THE TASK: The lines from the first line of the entries through the line containing "Support True and" are to be repeated exactly, with both of those lines included.
[[ PROVIDED ENTRIES open ]]
PR #722, opened 2025-02-03
Do not use an action for editorconfig-checker

Akuli:
Part of #718

### DIFF
--- a/.github/workflows/checks.yml
+++ b/.github/workflows/checks.yml
@@ -17,11 +17,9 @@ jobs:
     runs-on: ubuntu-latest
     steps:
       - uses: actions/checkout@v4
-      # Hard-coded commit, because the latest changes aren't tagged.
-      - uses: editorconfig-checker/action-editorconfig-checker@d4fca16fc71adef10fbe101903b654449fa9570c
-        with:
-          version: 2.7.0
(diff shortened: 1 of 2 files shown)


.github/workflows/checks.yml
```diff
@@ -17,11 +17,9 @@ jobs:
     runs-on: ubuntu-latest
     steps:
       - uses: actions/checkout@v4
-      # Hard-coded commit, because the latest changes aren't tagged.
-      - uses: editorconfig-checker/action-editorconfig-checker@d4fca16fc71adef10fbe101903b654449fa9570c
-        with:
-          version: 2.7.0
-      - run: editorconfig-checker
+      - run: wget https://github.com/editorconfig-checker/editorconfig-checker/releases/download/v3.2.0/ec-linux-amd64.tar.gz
+      - run: tar xvf ec-linux-amd64.tar.gz bin/ec-linux-amd64
```
Akuli, line 21: The verbose flag doesn't really add much here

```suggestion
      - run: tar xf ec-linux-amd64.tar.gz bin/ec-linux-amd64
```

Akuli:
I always like when PR deletes more lines than adds while solving a problem :)

PR #736, opened 2025-02-05
Support True and False in compile-time if statements

### LINKED ISSUE #730: True and False are not recognized as compile-time constants
```python
import "stdlib/io.jou"

if False:
    def foo() -> int:
        pass

def main() -> int:
    printf("hi\n")
    return 0
```

Expected output: `hi`

Actual output: `compiler error in file "foo.jou", line 3: cannot evaluate condition at compile time`

This feature would be similar to `#if 0 ... #endif` in C: even though C has multi-line comments (Jou doesn't), people still find it useful to `#if 0` instead of a comment sometimes.

There is currently a weird workaround:

https://github.com/Akuli/jou/blob/839707c24d838b7cc76e2b06fcbb3db7358607a8/compiler/uvg_analyze.jou#L18-L19

Akuli:
Fixes #730

### DIFF
--- a/compiler/uvg_analyze.jou
+++ b/compiler/uvg_analyze.jou
@@ -15,7 +15,7 @@ enum VarStatus:
     DontAnalyze         # The "don't analyze" UVG instruction has been used.
 
 
-# TODO: "if False:" doesn't work
+# TODO: use "if False:" once #736 is merged
 if WINDOWS and not WINDOWS:
     def print_statuses(uvg: Uvg*, statuses: VarStatus*) -> None:
         printf("VAR STATUSES:")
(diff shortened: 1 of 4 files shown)


compiler/uvg_analyze.jou
```diff
@@ -15,7 +15,7 @@ enum VarStatus:
     DontAnalyze         # The "don't analyze" UVG instruction has been used.
 
 
-# TODO: "if False:" doesn't work
+# TODO: use "if False:" once #736 is merged
```
Akuli, line 18:
```suggestion
# TODO: use "if False:"
```

PR #739, opened 2025-02-05
Show warning if nested loops use the same variable

### LINKED ISSUE #362: Warning for reusing for loop variable
I have multiple times written Jou code like this:

```
for i = 0; i < 10; i++:
    ...
    for i = 0; i < 10; i++:
        ...
```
[[ PROVIDED ENTRIES closed ]]
OUTPUT OF THE TASK:
PR #722, opened 2025-02-03
Do not use an action for editorconfig-checker

Akuli:
Part of #718

### DIFF
--- a/.github/workflows/checks.yml
+++ b/.github/workflows/checks.yml
@@ -17,11 +17,9 @@ jobs:
     runs-on: ubuntu-latest
     steps:
       - uses: actions/checkout@v4
-      # Hard-coded commit, because the latest changes aren't tagged.
-      - uses: editorconfig-checker/action-editorconfig-checker@d4fca16fc71adef10fbe101903b654449fa9570c
-        with:
-          version: 2.7.0
(diff shortened: 1 of 2 files shown)


.github/workflows/checks.yml
```diff
@@ -17,11 +17,9 @@ jobs:
     runs-on: ubuntu-latest
     steps:
       - uses: actions/checkout@v4
-      # Hard-coded commit, because the latest changes aren't tagged.
-      - uses: editorconfig-checker/action-editorconfig-checker@d4fca16fc71adef10fbe101903b654449fa9570c
-        with:
-          version: 2.7.0
-      - run: editorconfig-checker
+      - run: wget https://github.com/editorconfig-checker/editorconfig-checker/releases/download/v3.2.0/ec-linux-amd64.tar.gz
+      - run: tar xvf ec-linux-amd64.tar.gz bin/ec-linux-amd64
```
Akuli, line 21: The verbose flag doesn't really add much here

```suggestion
      - run: tar xf ec-linux-amd64.tar.gz bin/ec-linux-amd64
```

Akuli:
I always like when PR deletes more lines than adds while solving a problem :)

PR #736, opened 2025-02-05
Support True and False in compile-time if statements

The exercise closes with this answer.